According to the CDC, about 19 million Americans each year are affected by sexually transmitted diseases and infections. Young people, ages 15-24, are disproportionately affected; they account for 50 percent of all new sexually transmitted infections despite representing just 25 percent of the total sexually active population.

The problem is particularly acute in Maryland, which has some of the highest rates of sexually transmitted infections in the country. Maryland ranks 9th highest among the 50 states in cumulative reported AIDS cases and 5th highest for syphilis, with signs that the problem is getting worse. Maryland has seen an upward trend of syphilis cases since 2002.

Conservative estimates from this CDC report show that the lifetime cost of treating eight of the most common STIs contracted in one year is $15.6 billion. Some STIs, like HIV require life-long therapy, and others, like the human papillomavirus, better known as HPV, can lead to cancer, which also demands costly treatment. Even among the STIs that are curable, the annual cost of treatment is $742 million. Chlamydia is the most common curable STI, with over 1 million cases reported each year.
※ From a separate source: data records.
PR #2367, opened 2024-05-20
chore: enable parallel lint on terraform-docs-samples

apeabody:


apeabody:
Marking as draft pending @glasnt feedback

infra/terraform/test-org/org/locals.tf
```diff
@@ -543,6 +543,10 @@ locals {
       org             = "terraform-google-modules"
       module          = false
       enable_periodic = true
+      lint_env = {
+        "ENABLE_PARALLEL"     = "1",
```
glasnt, line 547: LGTM 👍

apeabody: Turns out terraform-docs-samples uses a forked config, so we'll use https://github.com/terraform-google-modules/terraform-docs-samples/pull/672

PR #2369, opened 2024-05-21
chore(CI): add tfenv lint-terraform-min-required

apeabody:


bharathkkb:
Thanks for exploring this @apeabody! I am wondering if it is simpler to start with a centralized min version enforcement at a specific version and then allow particular folks to override if needed from [onboarding config](https://github.com/GoogleCloudPlatform/cloud-foundation-toolkit/blob/master/infra/terraform/test-org/org/locals.tf).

These costs are almost entirely avoidable, but we also are operating in a culture where talking frankly about sex and its risks is not encouraged enough. The debates over sex education and the distribution of condoms in schools are well known, but a less obvious culprit in the spread of sexually transmitted infections is the failing of the health care system. According to a report from the National Cancer Institute, major hurdles to vaccination for example, are inadequate provider recommendations, a broken reminder system for urging patients to complete their doses, and concerns over cost and coverage.

According to the National Cancer Institute, in 2010 only 30 percent of American girls had received all three CDC-recommended doses of the HPV vaccines. Comparatively, in Canada, 50 percent to 85 percent of girls were vaccinated, and in the United Kingdom and Australia well over 70 percent of girls received the vaccination. These countries make efforts to provide access and affordable coverage but do not require the vaccine. The U.S. should follow suit and actively work to curb health care costs with preventative services. In 2007, Maryland established a task force to make recommendations for a state plan for the HPV vaccine, including possible requirements, cost and education efforts, but nothing came of it, and the task force was disbanded in 2009.

A positive development in the effort to stop the spread of STIs came in November, when the U.S. Preventive Services Task Force, a government-backed panel of scientists and medical professionals, made a new recommendation that every American between the ages of 15 and 65 be tested for HIV. Because the Affordable Care Act requires insurers to cover the preventative services that are recommended by this task force, regular HIV testing will now be covered as part of a routine check-up.

The idea that people would be tested for HIV just as routinely as they are screened for high blood pressure of cholesterol is promising, but it will only work if doctors and patients are willing to have what is often an uncomfortable discussion.

“Talking about [STIs and risk] at all in the ACA is big because it’s often not in the conversation,” said Barbara Conrad, chief of the Center for STI Prevention at the Maryland Department of Health and Mental Hygiene. “People don’t talk about things before they become real problems.”

The onus to change that will be on both doctors and patients, Ms. Conrad said. Patients may be too shy to raise the issue on their own, and doctors, pressured by the time constraints of medical visits, may not bring it up either.

We need to do better. For many, talking openly about sex, even with a doctor, may seem like a taboo. But that taboo hurts our economy and public health.